Besides insect wings, some plants also have unique patterns in their rhizomes, for example, the Amazon water lily. The rhizomes of the amazon water lily serve as a supporting structure to hold its leaves, while the leaves provide buoyancy to make the amazon water lily float on the water. Therefore, the structure of the Amazon water lily might have similar structural properties as the dragonfly and the grasshopper wings, and it is worth exploring. To be specific, we have also collected a small dataset of seven pieces of amazon water lilies (Figure 7d). Figure 7e shows a similar workflow of the case of the Amazon water lily as the case of the grasshopper wing. Figure 7f and Figure S24 (Supporting Information) show the comparison of the result and the analytical plots. However, in the case of the Amazon water lily, the generated pattern has more members than the real pattern, especially in the domain with a small area and small circularity, and more veins were generated, accordingly. The overall distribution is less accurate than the case for the grasshopper wing, but still falls into our expectations.
Similarly, to finalize our experiments, we have lastly tested our method in damselfly wings (Figure 7g). The workflow (Figure 7h) and the result comparison (Figure 7i; Figure S25, Supporting Information) further prove the generality of our method. From the above observation, the conclusion can be reached that our graphic statics and machine learning method can be applied to generate structures by learning from natural species.

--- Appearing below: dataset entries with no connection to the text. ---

Issue #8144, opened 2025-02-07
New Addon: Show messages count on profile pages


50-scratch-tabs:
### Why this would be helpful

When looking at a user's profile page, knowing their messages count is useful for a variety of reasons, such as having an idea of when they last checked them, if they check them, and if they'll likely see your comment,

### How this addon works

This addon, when you load a profile page, will add a note near the top saying how many messages they have.

### Additional context

I wrote a userscript to do this a while ago in TamperMonkey, but I just had the thought of contributing it to Scratch Addons. It would obviously need some rewriting to fit in with Scratch Addons and its API (as well as testing with the profile page addons that I don't use), but that's pretty doable.

Here is the TamperMonkey userscript I made for it: [Scratch message display-2024-10-16.user.txt](https://github.com/user-attachments/files/18708818/Scratch.message.display-2024-10-16.user.txt)

Screenshot of what that userscript looks like: ![Image](https://github.com/user-attachments/assets/8be3b330-07e7-492b-ac97-93685ed7f9d9)

Also, I just discovered ScratchTools has it, but I don't like ScratchTools because it breaks on Firefox mobile.

AmpElectrecuted:
I'll try working on this nw even though I'm not a contributor, but hopefully my PR gets merged.

50-scratch-tabs:
> I'll try working on this now even though I'm not a contributor, but hopefully my PR gets merged.

I suggest starting with the code I uploaded.

mxmou:
This was already discussed in #3802. I don't think we should add it because message counts aren't meant to be seen by other users (if they were, this would be a Scratch feature).

50-scratch-tabs:
> This was already discussed in [#3802](https://github.com/ScratchAddons/ScratchAddons/pull/3802). I don't think we should add it because message counts aren't meant to be seen by other users (if they were, this would be a Scratch feature).

Ok then :(

PR #8428, opened 2025-07-06
Message count on profile page

VIGARPAST-777-2:
### Add new addon: Show Scratch message count on user profile

This PR adds a new Scratch Addons feature that displays the number of messages (notifications) a user has received on their Scratch profile page.

### Features

- Fetches message count from the Scratch API (`/users/<username>/messages/count`)
- Automatically displays the count below the user's name on their profile
- Styled with consistent design using `.sa-user-post-count`
- Supports both English and Spanish localization (if needed later)

### Motivation

This addon provides quick access to a user's current message count without needing to switch to the messages page. It's especially useful for checking activity at a glance while viewing a profile.

### Author

Created by **VIGARPAST_777** 🚀

Let me know if you'd like me to localize the UI text or add settings!


VIGARPAST-777-2:
@Samq64 I tried this with the developer mode, and it works, check it out and approve it if you can.

addons/user-post-count/addon.json
```diff
@@ -0,0 +1,43 @@
+{
+  "name": "Show post count",
+  "description": "Adds the number of forum posts below the username on profile pages.",
```
Samq64: Could this be rewritten to describe what it actually does?

addons/user-post-count/userscript.js
```diff
@@ -0,0 +1,26 @@
...
+
+  usernameHeader.insertAdjacentElement("afterend", postCountSpan);
+
+  try {
+    const res = await fetch(`https://api.scratch.mit.edu/users/${username}/messages/count`);
+    if (!res.ok) throw new Error("Network response not ok");
+
+    const data = await res.json();
+
+    postCountSpan.innerText = `✉️ Messages: ${data.count ?? 0}`;
```
Samq64, line 21: The description says this is localized but it isn't. Could you follow https://scratchaddons.com/docs/localization/localizing-addons?

addons/addons.json
```diff
@@ -188,5 +188,6 @@
   "remove-curved-stage-border",
   "columns",
   "editor-compact",
-  "editor-theme3"
+  "editor-theme3",
+  "user-post-count"
```
Samq64: This should be moved above the line `// NEW ADDONS ABOVE THIS ↑↑` and renamed to better describe what it does.

Samq64 (commented):
This is also unlikely to be accepted since #3802 was closed.

If it is though I've left a review below.

addons/user-post-count/addon.json
VIGARPAST-777-2: sry, i tried to make another addon, and and I forgot to change some things

addons/addons.json
VIGARPAST-777-2: I did it

addons/user-post-count/addon.json
VIGARPAST-777-2: > Could this be rewritten to describe what it actually does?

done

mxmou:
We ask contributors to open an issue about their suggestions before submitting a PR, so that you don't waste time developing something that won't be accepted. This specific idea has a few problems:
* As discussed in #3802, it reveals information that's normally only visible to the account owner.
* It's not very useful. Your PR description says it's "useful for checking activity at a glance", but the What I've been doing section of the profile already exists and has the same purpose.

Since the same idea has previously been rejected, I'm closing this. If you want it to be reconsidered, please comment on the issue (#8144) and explain why.

PR #8438, opened 2025-07-11
custom-block-text: new Blockly

mxmou:
### Changes

Updates "customizable block text style" to work with modern Blockly.

### Tests

Tested on Edge and Firefox.


Samq64:
On new Blockly the shadow is also applied to text inputs while on the website it isn't.

mxmou:
Text inputs are now fixed. On old Blockly, dropdowns don't have a shadow either, but I don't think that's intentional.

Samq64 (approved):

ConclusionIn this research, we showed that the geometric configuration of a 2D dragonfly wing skeleton can be used in the design of the cellular core of airplane wing structures using artificial intelligence. We investigated the use of reciprocal diagrams of graphic statics proposed by Maxwell combined with machine learning methods to analyze the graph network of the dragonfly wing and reconstruct similar networks for other boundary geometries; we present the potential application of the developed framework for designing lightweight and stiff wing structure in aerospace vehicles. Our research shows that the network of a dragonfly has a dual/reciprocal diagram that is unique and geometrically determinate. This property of the force diagram implies that the projected graph of the internal network of the wing can be treated as a determinate structural network and has a singular state of equilibrium. Surprisingly, if the members are sized according to the magnitude of this unique force diagram, their diameter matches the diameter of the members in the real wing. The results are significant since the force diagram of the wing is a new attribute that has not been well explored in generating a similar network for bio-inspired structural systems. The correlation between the diameter of the real and generated wings sheds light on information about the primary and secondary members of the wing. The primary members are connected to vertices that are reciprocal to larger force triangles in the force diagram. These triangles can be identified and used as the force polygons of the primary members.
This new observation about the geometry of the force diagram and the magnitude of the internal forces in the geometry of the cellular core of wing allows us to design high-performance wing structures for various boundary geometries using machine-learning, which can successfully generate structural patterns for any chosen boundary geometry similar to the real dragonfly wing.
Our machine learning-enabled generative method takes advantages of both image-based and vector-based neural networks. The image-based neural network receives the input boundary image and generates the output force diagram. At the same time, the vector-based neural network predicts the geometric information of the graph and generates the final structural form using reciprocal diagrams of graphic statics. The behavior of both generated and real wings under a uniform out of plane pressure depicts the same deformation and stress pattern. The difference in average stiffness between them is as low as 20 percent, which is remarkable since optimizing the mechanical properties was not the objective of the proposed generative approach.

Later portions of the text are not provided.